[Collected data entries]
::::::::
PR #555, opened 2021-05-13
DDP-6115 Bug fix in address component

alextanlan:
Hide `State` field in address form for countries which have `stateCode !=null`
i.g. Puerto Rico

### DIFF
--- a/ddp-workspace/projects/ddp-sdk/src/lib/components/address/addressInput.component.ts
+++ b/ddp-workspace/projects/ddp-sdk/src/lib/components/address/addressInput.component.ts
@@ -79,7 +79,11 @@ import { LoggingService } from '../../services/logging.service';
         </mat-form-field>
 
         <ng-container *ngIf="ais.countryInfo$ | async as info; else defaultStateField">
-          <ng-container *ngIf="hasStatesList(info); then showStateDropdown else showStateTextField">
+          <ng-container *ngIf="!info.stateCode">
+            <ng-container *ngIf="info.subnationalDivisionTypeName as stateLabel; else defaultStateField">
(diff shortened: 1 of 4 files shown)


MocanaAtBroad:
Alex: your change fixed the main problem with the form and the fields.

I pushed a commit that fixes the other part of the problem. 
Without this change, the form was displaying correctly, but we were still sending to server addresses that had "PR" for country **AND** state code, so the address verify/suggest would still insist there was something wrong with the address.

Try it out, and if it looks good, let's merge it.

alextanlan:
Looks good.

ddp-workspace/projects/ddp-sdk/src/lib/components/address/addressInput.component.ts
```diff
@@ -79,7 +79,11 @@ import { LoggingService } from '../../services/logging.service';
         </mat-form-field>
 
         <ng-container *ngIf="ais.countryInfo$ | async as info; else defaultStateField">
-          <ng-container *ngIf="hasStatesList(info); then showStateDropdown else showStateTextField">
+          <ng-container *ngIf="!info.stateCode">
+            <ng-container *ngIf="info.subnationalDivisionTypeName as stateLabel; else defaultStateField">
```
aglushko-broad, line 83: #minor we probably don't need `as stateLabel`

aglushko-broad (approved):

ddp-workspace/projects/ddp-sdk/src/lib/components/address/addressInput.component.ts
alextanlan: I would keep it as is.
Because it helps us understand that we use `subnationalDivisionTypeName` field from data model as to display `stateLabel` in the form.

PR #558, opened 2021-05-17
DDP-6103- Fix excess page blinks when moving between Pepper activities

alextanlan:
The fixes suggest displaying `<ddp-activity>` component when we get `activityInstanceGuid` only
   as to avoid reload/partially load of data for the component.

Before fixes we had partially loaded current/previous activity that led to page blick (see screenshots below):
- after `count-me in` registration
issue1

- moving from "**About-you**" to "**Consent**"
issue2

### DIFF
--- a/ddp-workspace/projects/toolkit/src/lib/components/activity/activity.component.ts
+++ b/ddp-workspace/projects/toolkit/src/lib/components/activity/activity.component.ts
@@ -10,7 +10,8 @@ import { ActivityResponse } from 'ddp-sdk';
         <toolkit-header [showButtons]="false"
                         [stickySubtitle]="stickySubtitle">
         </toolkit-header>
-        <ddp-activity [studyGuid]="studyGuid"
::::::::
Would you please transcribe the records above in full and exactly?

PR #555, opened 2021-05-13
DDP-6115 Bug fix in address component

alextanlan:
Hide `State` field in address form for countries which have `stateCode !=null`
i.g. Puerto Rico

### DIFF
--- a/ddp-workspace/projects/ddp-sdk/src/lib/components/address/addressInput.component.ts
+++ b/ddp-workspace/projects/ddp-sdk/src/lib/components/address/addressInput.component.ts
@@ -79,7 +79,11 @@ import { LoggingService } from '../../services/logging.service';
         </mat-form-field>
 
         <ng-container *ngIf="ais.countryInfo$ | async as info; else defaultStateField">
-          <ng-container *ngIf="hasStatesList(info); then showStateDropdown else showStateTextField">
+          <ng-container *ngIf="!info.stateCode">
+            <ng-container *ngIf="info.subnationalDivisionTypeName as stateLabel; else defaultStateField">
(diff shortened: 1 of 4 files shown)


MocanaAtBroad:
Alex: your change fixed the main problem with the form and the fields.

I pushed a commit that fixes the other part of the problem. 
Without this change, the form was displaying correctly, but we were still sending to server addresses that had "PR" for country **AND** state code, so the address verify/suggest would still insist there was something wrong with the address.

Try it out, and if it looks good, let's merge it.

alextanlan:
Looks good.

ddp-workspace/projects/ddp-sdk/src/lib/components/address/addressInput.component.ts
```diff
@@ -79,7 +79,11 @@ import { LoggingService } from '../../services/logging.service';
         </mat-form-field>
 
         <ng-container *ngIf="ais.countryInfo$ | async as info; else defaultStateField">
-          <ng-container *ngIf="hasStatesList(info); then showStateDropdown else showStateTextField">
+          <ng-container *ngIf="!info.stateCode">
+            <ng-container *ngIf="info.subnationalDivisionTypeName as stateLabel; else defaultStateField">
```
aglushko-broad, line 83: #minor we probably don't need `as stateLabel`

aglushko-broad (approved):

ddp-workspace/projects/ddp-sdk/src/lib/components/address/addressInput.component.ts
alextanlan: I would keep it as is.
Because it helps us understand that we use `subnationalDivisionTypeName` field from data model as to display `stateLabel` in the form.

PR #558, opened 2021-05-17
DDP-6103- Fix excess page blinks when moving between Pepper activities

alextanlan:
The fixes suggest displaying `<ddp-activity>` component when we get `activityInstanceGuid` only
   as to avoid reload/partially load of data for the component.

Before fixes we had partially loaded current/previous activity that led to page blick (see screenshots below):
- after `count-me in` registration
issue1

- moving from "**About-you**" to "**Consent**"
issue2

### DIFF
--- a/ddp-workspace/projects/toolkit/src/lib/components/activity/activity.component.ts
+++ b/ddp-workspace/projects/toolkit/src/lib/components/activity/activity.component.ts
@@ -10,7 +10,8 @@ import { ActivityResponse } from 'ddp-sdk';
         <toolkit-header [showButtons]="false"
                         [stickySubtitle]="stickySubtitle">
         </toolkit-header>
-        <ddp-activity [studyGuid]="studyGuid"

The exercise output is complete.